Tuesday, 17 January 2017

Book Review: WITNESS by Caroline Mitchell


Witness



Title:
 Witness
Author: Caroline Mitchell
Publisher: Thomas & Mercer
Read: December 2016 / January 2017


Synopsis (Goodreads):

To Rebecca it was a brave decision that led to her freedom from domestic abuse. To Solomon it was the ultimate betrayal.

It’s been ten years since Rebecca’s testimony saw Solomon locked away. Enough time for the nightmares to recede, the nerves to relax; enough time to rebuild her life and put the past behind her.

Then one day a phone rings in her bedroom—but it’s not her phone. Solomon has been in her home, and has a very simple message for her: for each of the ten years he has spent in jail, Rebecca must witness a crime. And, to make matters worse, she has to choose the victims.

Fail to respond and you get hurt. Talk to police and you die. Ready to play? You have sixty seconds to decide…

As the crimes grow more severe, the victims closer to home, Rebecca is forced to confront a past she had hoped was gone forever.


My thoughts:


Ten years ago, Rebecca finally managed to get away from her abusive partner Solomon and start a new life. Now mother to young Lottie and wife to veterinarian Sean she lives a peaceful existence in the Welsh countryside belying her traumatic past, which she has successfully hidden from her family. Her life is about to change when Solomon is released from prison after serving ten years for murder. Rebecca knows that it won’t be long until he will come to find her – and seek revenge. But even Rebecca could not have foreseen what Solomon has in store for her. To save herself and her family, she must become a player in a twisted game he has devised specially for her. For every year of his prison sentence, Rebecca must choose a victim for a crime Solomon has planned, and witness it unfold – and therefore become an accomplice in his crimes.
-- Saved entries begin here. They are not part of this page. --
PR #774, opened 2021-06-04
GSHP installation quality, take 2

yzhou601:
## Pull Request Description

Try to fix an issue where quadlinear/quintlinear curve is not reaching 1 for rated airflow in EMS program.

## Checklist

Not all may apply:

### DIFF
--- a/HPXMLtoOpenStudio/resources/hvac.rb
+++ b/HPXMLtoOpenStudio/resources/hvac.rb
@@ -3816,13 +3816,17 @@ class HVAC
           fault_program.addLine("Set a1_AF_EIR_c = #{cool_eir_fff_curve.coefficient1Constant}")
           fault_program.addLine("Set a2_AF_EIR_c = #{cool_eir_fff_curve.coefficient2x}")
           fault_program.addLine("Set a3_AF_EIR_c = #{cool_eir_fff_curve.coefficient3xPOW2}")
+          fault_program.addLine("Set AF_Qgr_residual = 0")
+          fault_program.addLine("Set AF_EIR_residual = 0")
         else
-          fault_program.addLine("Set a1_AF_Qgr_c = #{cool_cap_fff_curve.coefficient1Constant} + (#{cool_cap_fff_curve.coefficient2w}*#{var1_sensor.name}) + (#{cool_cap_fff_curve.coefficient3x}*#{var2_sensor.name}) + (#{cool_cap_fff_curve.coefficient5z}*#{var4_sensor.name})")
+          fault_program.addLine("Set a1_AF_Qgr_c = 1 - #{cool_cap_fff_curve.coefficient4y}")
           fault_program.addLine("Set a2_AF_Qgr_c = #{cool_cap_fff_curve.coefficient4y}")
           fault_program.addLine('Set a3_AF_Qgr_c = 0')
-          fault_program.addLine("Set a1_AF_EIR_c = #{cool_eir_fff_curve.coefficient1Constant} + (#{cool_eir_fff_curve.coefficient2w}*#{var1_sensor.name}) + (#{cool_eir_fff_curve.coefficient3x}*#{var2_sensor.name}) + (#{cool_eir_fff_curve.coefficient5z}*#{var4_sensor.name})")
+          fault_program.addLine("Set a1_AF_EIR_c = 1 - #{cool_eir_fff_curve.coefficient4y}")
           fault_program.addLine("Set a2_AF_EIR_c = #{cool_eir_fff_curve.coefficient4y}")
           fault_program.addLine('Set a3_AF_EIR_c = 0')
+          fault_program.addLine("Set AF_Qgr_residual = #{cool_cap_fff_curve.coefficient1Constant} + (#{cool_cap_fff_curve.coefficient2w}*#{var1_sensor.name}) + (#{cool_cap_fff_curve.coefficient3x}*#{var2_sensor.name}) + (#{cool_cap_fff_curve.coefficient5z}*#{var4_sensor.name}) - 1") # residual from other terms
+          fault_program.addLine("Set AF_EIR_residual = #{cool_eir_fff_curve.coefficient1Constant} + (#{cool_eir_fff_curve.coefficient2w}*#{var1_sensor.name}) + (#{cool_eir_fff_curve.coefficient3x}*#{var2_sensor.name}) + (#{cool_eir_fff_curve.coefficient5z}*#{var4_sensor.name}) - 1") # residual from other terms
         end
 
         qgr_values, p_values, ff_chg_values = get_installation_quality_cooling_coeff(f_chg)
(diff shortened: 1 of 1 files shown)


yzhou601:
The GSHP(where charge defect ratio = 0) test result running on this branch is now consistent with removing the EMS program. I ran the ERI rated home hpxml (the master one @shorowit sent me, because the iq test file had bugs in sizing) locally on this branch, and then removed EMS program for comparison, the energy diffs are as small as 0.02GJ (42.80GJ vs 42.78GJ). This is a good sign.
However, I think there's a bug in [setting rated airflow](https://github.com/NREL/OpenStudio-HPXML/blob/master/HPXMLtoOpenStudio/resources/hvac.rb#L413) for GSHP coil. This line takes ACTUAL airflow after applying defect ratio instead of before applying defect ratio. This will cause the actual always equal to rated, and the curve calculation will always have a 1.0 for airflow variable, which is not true. So we should use clg_cfm/airflow_defect_ratio here as rated. In the local test, I changed the idf manually to be correct rated airflow, and reran the above test, the energy number is also very close (46.73GJ vs 46.75GJ). 
So this approach is now looking good in the 0 charge defect ratio case. Can be a candidate implementation pending for discussion.

yzhou601:
06/21 meeting with Jon and Scott:
We will proceed Implementing the IQ equations with Cutler curve coefficients, calculating the adjustment factor and then applying it to the GSHP curve output. (proposed approach for better consistency with other systems)
Might also need to change two-speed system and variable speed system to use Cutler curve coefficients in the curve adjustment calculation.

yzhou601:
@shorowit I fixed an issue in adjustment calculation in the EMS program, it used to be calculating the adjustment ratio by: 
  
    Cutler adjustment ratio = IQ airflow curve value (airflow + charge defect applied) / Cutler airflow curve value(calculated with defect airflow), 
    Curve value after adjustment = current curve value calculated with defect airflow * Cutler adjustment ratio

after the fix, it's now:

    Cutler adjustment ratio = IQ airflow curve value (airflow + charge defect applied) / Cutler airflow curve value(calculated with no-defect airflow), 
    Curve value after adjustment = curve value calculated with no-defect airflow * Cutler adjustment ratio

The previous equation actually didn't apply cutler coefficients in airflow defect impact calculations. So this change is supposed to make airflow defect impact more consistent across different system types. I ran those test files with latest changes (I didn't exclude fan powers), and see below the results:

Charge defect ratio:
image

Airflow defect ratio:
image

However, it didn't make GSHP results closer with other systems, but even in opposite direction. I dig down to the time step outputs and found GSHP's runtime fraction change after applying airflow defect is the cause. 

    GSHP power consumption = Rated power * power curve value * RTF
    ASHP power consumption = Curve adjusted capacity * Curve adjusted EIR * RTF

So the power curve value is now adjusted by a similar ratio compared with ASHP (EIR curve adj * CAP curve adj), but the RTF is increased 34% in average for heating, while ASHP only increased 6.7% in average for heating. As far as I know, RTF calculation for ASHP is determined by PLR/PLF, where PLF is the curve value, while the RTF for gshp is still a bit vague to me. Considering the charge defect impact is pretty consistent across system types, I guess the RTF calculation must of a different relationship to airflow rate in these two system types. So at this point I am not sure how should we resolve this discrepancy, further investigation on RTF might be a bigger effort than we thought.

shorowit:
Related to https://github.com/NREL/EnergyPlus/issues/8955

yzhou601:
@shorowit It's not able to directly run workflow with customized E+ build on 8955 PR, need latest OS to resolve those new breaking changes in E+ 9.6. Is it ok to run workflow to generate gshp idf and manually change it to be compatible with latest E+, then just check hvac energy? The reporting measure is not able to apply in this case.

shorowit:
@yzhou601 Oh, right. Yes, please try that. I don't think there's any other way to test it.

yzhou601:
@shorowit New GSHP runs with latest E+(bugfix merged today! 🎉 )

image

The results are making more sense now. Heating impact is basically consistent with other systems. The energy reduce on cooling is mostly caused by fan energy reduce. I checked pump and coil electricity, they both went up with defects.

Changelog.md
```diff
@@ -32,6 +32,7 @@ __New Features__
 - Revises shared mechanical ventilation preconditioning control logic to operate less often.
 - Removes error-check for number of bedrooms based on conditioned floor area, per RESNET guidance.
 - Updates the reporting measure to register all outputs from the annual CSV with the OS runner (for use in, e.g., PAT).
+- Use constant Cutler curve coefficients in installation quality calculations instead of coil curve coefficients for two-speed, variable-speed systems and ground source heat pump.
```
shorowit, line 35: Is there anything else from this PR that should go in the changelog? The PR description says "To fix an issue where quadlinear/quintlinear curve is not reaching 1 for rated airflow in EMS program."

HPXMLtoOpenStudio/resources/hvac.rb
```diff
@@ -3712,18 +3714,186 @@ def self.get_installation_quality_cooling_coeff(f_chg)
...
+    ff_chg_values = [0.0, 8.33] # Add a zero term to combine cooling and heating claculation
     return qgr_values, p_values, ff_chg_values
   end
 
+  def self.get_airflow_fault_cooling_coeff()
+    # Cutler curve coefficients for single speed
+    cool_cap_fflow_spec = [0.718664047, 0.41797409, -0.136638137]
+    cool_eir_fflow_spec = [1.143487507, -0.13943972, -0.004047787]
+    return cool_cap_fflow_spec, cool_eir_fflow_spec
+  end
```
shorowit, line 3734: Can you call this method from `set_cool_curves_ashp` so that we don't have the same coefficients two different places?

HPXMLtoOpenStudio/resources/hvac.rb
```diff
@@ -3712,18 +3714,186 @@ def self.get_installation_quality_cooling_coeff(f_chg)
...
+
+  def self.get_airflow_fault_heating_coeff()
+    # Cutler curve coefficients for single speed
+    heat_cap_fflow_spec = [0.694045465, 0.474207981, -0.168253446]
+    heat_eir_fflow_spec = [2.185418751, -1.942827919, 0.757409168]
+    return heat_cap_fflow_spec, heat_eir_fflow_spec
+  end
```
shorowit, line 3741: Same as above.

HPXMLtoOpenStudio/resources/hvac.rb
```diff
@@ -3712,18 +3714,186 @@ def self.get_installation_quality_cooling_coeff(f_chg)
...
+
+  def self.add_install_quality_calculations(fault_program, tin_sensor, tout_sensor, airflow_rated_defect_ratio, clg_or_htg_coil, model, f_chg, obj_name, mode, defect_ratio)
```
shorowit, line 3743: The code was collapsed into a single method that can be used for heating or cooling. Nice. 👍

shorowit (approved):
This looks good. Just some minor things to address and then this can get merged in.

Changelog.md
yzhou601: That language is from using ground source heat pump curve coefficients in IQ calculation, I think it's no longer applicable, I should have removed it from description.

shorowit:
This is basically ready to go, but we'll wait on pulling in EnergyPlus v9.6 first just to confirm results.

shorowit:
@yzhou601 Do you want to pull in the `os330` branch into here and do final verification of results? If you do that, you'll also want to change the base branch here to os330. If we're still happy, we can then merge this in.

yzhou601:
CI only shows diffs on base-hvac-install-quality-foo test files where two speed, variable speed, and gshp systems are installed. This is expected due to the replacement of curve coefficients in IQ calculations. 
And I compared the CI between before and after pulling in os330, only gshp test files showed a reduce of energy consumption (this is the expected behavior of new E+, which should show a smaller impact on energy by airflow defect), other test files are showing equivalent results to E+9.5.
Is this ready to go? Any other tests to run? @shorowit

In a market saturated with crime novels, it is difficult to come across an original idea that has not been explored before. In Witness, Mitchell has found the one element that makes her novel unique – the game Solomon plays with Rebecca to get his revenge for ten years in prison after she betrayed him and handed him over to the authorities. I loved the premise of the story, which makes Rebecca an accomplice in Solomon’s crimes, simply by being forced to choose the victims. Very clever! The idea is both confronting as well as thought provoking: would you choose your victims from amongst your enemies so you can justify that they will only get what they deserve? How sweet is revenge, really, when it comes down to it? There is so much potential in this idea and the ethical and moral dilemmas arising from it, it could have served as the single element of the whole story and still succeeded in keeping the reader’s interest. If only Rebecca had been a character I could have liked, wanted to understand, care for! Which is exactly where the novel failed for me – as hard as I tried (and I really did), I could not empathise with any of the characters. Despite insightful descriptions of domestic abuse that would make anyone’s skin crawl, Rebecca remained an enigma to me, and I never quite understood her motives or the torment she would / should have felt when confronted with her abusive former boyfriend once again. Solomon, the ultimate sociopath, was such a stereotype that his chapters didn’t ring true for me, and the book would have worked better if it had excluded his POV altogether.

I really wanted to like this book, because it had so much potential to be great, and Mitchell definitely knows how to write and build suspense. On self-reflection, I don’t think that I judge a book simply by whether I like the characters. I think I can deal with unlikeable protagonists, for example Paul Morris in Sabine Durrant’s Lie With Me, as long as I can relate to them, picture them as flesh and blood beings in my head until the acquire a life of their own, infiltrating my very being whilst the story plays out in my mind. Unfortunately, this never happened for me here. The one thing that kept me reading on, and pick the book up time and time again when I had vowed to give up on it, was the brilliance of Solomon’s “game”, which intrigued me until its final conclusion.


I realise that I am definitely in the minority here, my twin stars drowned by a tidal wave of 5-star reviews, which just goes to show that readers are individuals, with different tastes, preferences, likes and dislikes. This is why everyone should take my review with a grain of salt, and just as it has been intended – as my personal opinion only.


Thank you to Netgalley and the publisher for providing me with a free electronic copy of this novel in exchange for an honest review.